The Palatka Campus Library Presents: A Customer Service Book Tasting
Presenters: Dr. Brittnee Fisher, Joyce Smith, Ann Spinler, and Jennifer Anderson, Palatka Library
Visit the Palatka Campus Library to partake in a customer service book tasting! Allow our five-star library staff to serve you a full course of customer service resources! Discover new professional development resources about mindset, stress management, kindness/happiness, team building, and personality. Book tastings are a popular readers’ advisory tool that could easily be adapted to engage anyone with library resources. Dine with us and we promise that you’ll leave full of great ideas!
Women and Education in 2020: A Look Back and a Leap Forward
Presenter: Alexandra Asbille, Communications Department
The year 2020 marks the one-hundredth anniversary of women’s right to vote. The passage of the nineteenth amendment is arguably one of the most important milestones in women’s history, but even before women fought to cast a ballot, women had to fight for the right to an education. This session will explore women and education. A brief look at the past and the philosophical and ideological barriers that had to be overcome for women to gain access to education will help to set the stage for a look at the powerful trailblazers who lead the charge to allow women access to education at all levels. A discussion of the present state of education will help to shine a light on both the successes and remaining challenges for women and girls today.

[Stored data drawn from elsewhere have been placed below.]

PR #6040, opened 2022-05-31
Make specs for hd/1 and tl/1 more specific 

eksperimental:
This also stream lines with the development of the analogous functions in Elixir:

- https://github.com/elixir-lang/elixir/blob/01361af9fe582c71abdb9746c854f6fe59fbf511/lib/elixir/lib/kernel.ex#L550
- https://github.com/elixir-lang/elixir/blob/01361af9fe582c71abdb9746c854f6fe59fbf511/lib/elixir/lib/kernel.ex#L1249-L1250

### DIFF
--- a/erts/doc/src/erlang.xml
+++ b/erts/doc/src/erlang.xml
@@ -2994,12 +2994,17 @@ os_prompt%</pre>
       <fsummary>Head of a list.</fsummary>
       <desc>
         <p>Returns the head of <c><anno>List</anno></c>, that is,
-          the first element, for example:</p>
+          the first element.</p>
+        <p>It works with improper lists.</p>
+        <p>Examples:</p>
         <pre>
 > <input>hd([1,2,3,4,5]).</input>
 1</pre>
+        <pre>
+> <input>hd([first, second, third, so_on | improper_end]).</input>
+first</pre>
         <p>Allowed in guard tests.</p>
-        <p>Failure: <c>badarg</c> if <c><anno>List</anno></c> is the empty
+        <p>Failure: <c>badarg</c> if <c><anno>List</anno></c> is an empty
           list <c>[]</c>.</p>
       </desc>
     </func>
@@ -11853,7 +11858,9 @@ timestamp() ->
       <fsummary>Tail of a list.</fsummary>
       <desc>
         <p>Returns the tail of <c><anno>List</anno></c>, that is,
-          the list minus the first element, for example:</p>
+          the list minus the first element</p>
+        <p>It works with improper lists.</p>
+        <p>Examples:</p>
         <pre>
 > <input>tl([geesties, guilies, beasties]).</input>
 [guilies, beasties]</pre>
@@ -11868,7 +11875,7 @@ timestamp() ->
 improper_end</pre>
         <p>Allowed in guard tests.</p>
         <p>Failure: <c>badarg</c> if <c><anno>List</anno></c>
-          is the empty list <c>[]</c>.</p>
+          is an empty list <c>[]</c>.</p>
       </desc>
     </func>
 
--- a/erts/preloaded/src/erlang.erl
+++ b/erts/preloaded/src/erlang.erl
@@ -2197,8 +2197,9 @@ get_module_info(_Module, _Item) ->
     erlang:nif_error(undefined).
 
 %% Shadowed by erl_bif_types: erlang:hd/1
--spec hd(List) -> term() when
-      List :: [term(), ...].
+-spec hd(List) -> Head when
+      List :: nonempty_maybe_improper_list(),
+      Head :: term().
 hd(_List) ->
     erlang:nif_error(undefined).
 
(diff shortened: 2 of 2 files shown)


eksperimental:
It may require updating 
https://github.com/erlang/otp/blob/master/lib/dialyzer/src/erl_bif_types.erl
https://github.com/erlang/otp/blob/master/lib/dialyzer/src/erl_types.erl

essen:
The input is one thing, but for the output, if you have a `term()` as a possible type, then adding more types like `[] | term()` provides no value, it'll still be just a `term()`. So I'm not sure what that part accomplishes.

erts/preloaded/src/erlang.erl
```diff
@@ -2781,8 +2783,13 @@ term_to_iovec(_Term, _Options) ->
...
 %% Shadowed by erl_bif_types: erlang:tl/1
--spec tl(List) -> term() when
-      List :: nonempty_maybe_improper_list().
+-spec tl(List) -> Tail when
+      List :: nonempty_maybe_improper_list(T, End),
+      Tail :: maybe_improper_list(T, End) | End,
+      T :: term(),
+      End :: term().
+  
+when elem: term(), last: term()
```
essen, line 2792: I don't think this line is Erlang.

eksperimental: Oops. Removed. Thank you @essen

eksperimental:
> The input is one thing, but for the output, if you have a `term()` as a possible type, then adding more types like `[] | term()` provides no value, it'll still be just a `term()`. So I'm not sure what that part accomplishes.

Yes. It's more for documentation purposes.  I don't know if this is idiomatic in Erlang.

erts/doc/src/erlang.xml
```diff
@@ -2998,9 +2998,20 @@ os_prompt%</pre>
...
+       <p>Allowed in guard tests.</p>
         <p>Failure: <c>badarg</c> if <c><anno>List</anno></c> is the empty
           list <c>[]</c>.</p>
+        <pre>
+> <input>hd([]).</input>
+** exception error: bad argument
+     in function  hd/1
+        called as hd([])
+        *** argument 1: not a nonempty list
+</pre>
```
bjorng, line 3014: I don't see the point of this example. I suggest you remove it.

erts/doc/src/erlang.xml
```diff
@@ -11779,6 +11792,13 @@ improper_end</pre>
         <p>Allowed in guard tests.</p>
         <p>Failure: <c>badarg</c> if <c><anno>List</anno></c>
           is the empty list <c>[]</c>.</p>
+        <pre>
+> <input>tl([]).</input>
+** exception error: bad argument
+     in function  tl/1
+        called as tl([])
+        *** argument 1: not a nonempty list
+</pre>
```
bjorng, line 11801: I don't see the point of this example. I suggest you remove it.

erts/preloaded/src/erlang.erl
```diff
@@ -2197,8 +2197,11 @@ get_module_info(_Module, _Item) ->
     erlang:nif_error(undefined).
 
 %% Shadowed by erl_bif_types: erlang:hd/1
--spec hd(List) -> term() when
-      List :: [term(), ...].
+-spec hd(List) -> Head when
+      List :: nonempty_maybe_improper_list(T, Last),
+      Head :: term(),
+      T :: term(),
+      Last :: term().
```
bjorng, line 2204: I don't find the extra variables helpful.

```suggestion
-spec hd(List) -> Head when
      List :: nonempty_maybe_improper_list(),
      Head :: term().
```

erts/preloaded/src/erlang.erl
```diff
@@ -2781,8 +2784,11 @@ term_to_iovec(_Term, _Options) ->
     erlang:nif_error(undefined).
 
 %% Shadowed by erl_bif_types: erlang:tl/1
--spec tl(List) -> term() when
-      List :: nonempty_maybe_improper_list().
+-spec tl(List) -> Tail when
+      List :: nonempty_maybe_improper_list(T, End),
+      Tail :: maybe_improper_list(T, End) | End,
+      T :: term(),
+      End :: term().
```
bjorng, line 2791: I find the extra variables and the union in the `Tail` type confusing.

```suggestion
-spec tl(List) -> Tail when
      List :: nonempty_maybe_improper_list(),
      Tail :: term().
```

bjorng (changes requested):
Thanks for your pull request.

I have suggested some improvements. If you agree, please squash the commits down to one commit when you have done the changes.

erts/doc/src/erlang.xml
eksperimental: done

erts/preloaded/src/erlang.erl
eksperimental: done

erts/doc/src/erlang.xml
eksperimental: done

eksperimental:
Please review again @bjorng .
Additionally I streamline both examples, and change "is the empty list" to "is an empty list".

bjorng (approved):

bjorng:
Thanks! Add to our daily builds (along with updated preloaded modules).

bjorng:
Thanks for your pull request.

Promoting Student Engagement and Learning through Active Learning, Informal Assessment, and Timely Feedback
Presenter: Dustin Latta, Social Science Department
The primary purpose of the session is to provide examples of how simple active learning strategies can be integrated to promote student engagement and a deeper understanding of course content. One strategy used to teach interdependent decision making will be demonstrated during the session. The session will also discuss the relevant literature that uses empirical evidence to support the use of active learning for introductory college courses. The session will conclude with ways to informally assess the effectiveness of the learning activity and strategies to provide timely feedback using technology.